Фея Ван Цзыдэн готова была расцвесть пунцовым румянцем.

– Пожалуй, ты несколько преувеличиваешь.

Легкоступов улыбался Тане такой улыбкой, словно только что публично рыгнул и теперь извинялся.

– Это по поводу овладеть? Известное дело – человеку свойственно с наибольшим упорством отрицать именно те вещи, присутствие которых он ощущает в самом себе, – заключил он и самозабвенно приступил к кодру.

И тут из кресла поднялся Некитаев. Взяв Таню за руку, он молча повел ее в хвост, за переборку.

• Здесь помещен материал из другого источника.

PR #441, opened 2023-12-06
fix: use correct error message for invalid version

### LINKED ISSUE #429: Error message for invalid versions is misleading
### Bug Description

The error message when a project has an invalid value for the `version` field is misleading. It says "Invalid name for ROCK (must contain only lowercase letters, numbers and hyphens) in field 'version'", but that restriction is for the `name` field.

### To Reproduce

Create a rockcraft.yaml with `version: invalid_version`

### Environment

rockcraft 1.0.1

### rockcraft.yaml

```shell
name: hello
title: Hello World
summary: An Hello World ROCK
description: |
  This is just an example of a Rockcraft project
  for a Hello World ROCK.
version: invalid_version
base: bare
build-base: ubuntu@22.04
license: Apache-2.0
platforms:
  amd64:

parts:
  hello:
    plugin: nil
```

### Relevant log output

```shell
Bad rockcraft.yaml content:
- Invalid name for ROCK (must contain only lowercase letters, numbers and hyphens) in field 'version'
```

tigarmo:
**Note:** The first commit bumps craft-application 1.2.0 and fixes a couple of expected messages in tests. I couldn't split this into two PRs because two of the tests (related to name validation) can only pass with the second commit.

-------------

The code refers to the 'name' message, but the bug was due to the
"error_msg_templates" in the Config: it made *every* regex validation
failure use the INVALID_NAME_MESSAGE message, even for those fields that
*aren't* the 'name'.

Since the "error_msg_templates" option is deprecated and gone in
Pydantic 2 anyway, remove it altogether and use the new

Там, в пустом тамбуре с задраенным аварийным люком в борту, он горячо сгреб сестру в охапку и впился в ее рот долгим поцелуем. Как вантуз.

С трудом отжав генерала, Таня сказала:

– Наш язык избыточен, братец. А вот в египетском письме не было разницы между «сестрой» и «женой». – И, помолчав, добавила: – По своему наследию, по своему имению, по имени своему мы не правы. Что ты готов принести в жертву нашему греху?

Иван испытующе, без улыбки смотрел ей то в один глаз, то в другой и видел свои отражения. Они были перевернуты.

– Ты знаешь, что такое жертва? – спросила Таня.

– Мне объяснили.

– В Потемкинской академии?

– Не смешно. Я пожертвую жизнь.

– Это забавно.

Генерал решительно шагнул в сторону и снял укрепленную на переборке трубку связи с кабиной пилота.

– Притормози-ка, дружок, – по-свойски распорядился он. Трубка в ответ что-то протрещала. – Да. Считай – десантирование.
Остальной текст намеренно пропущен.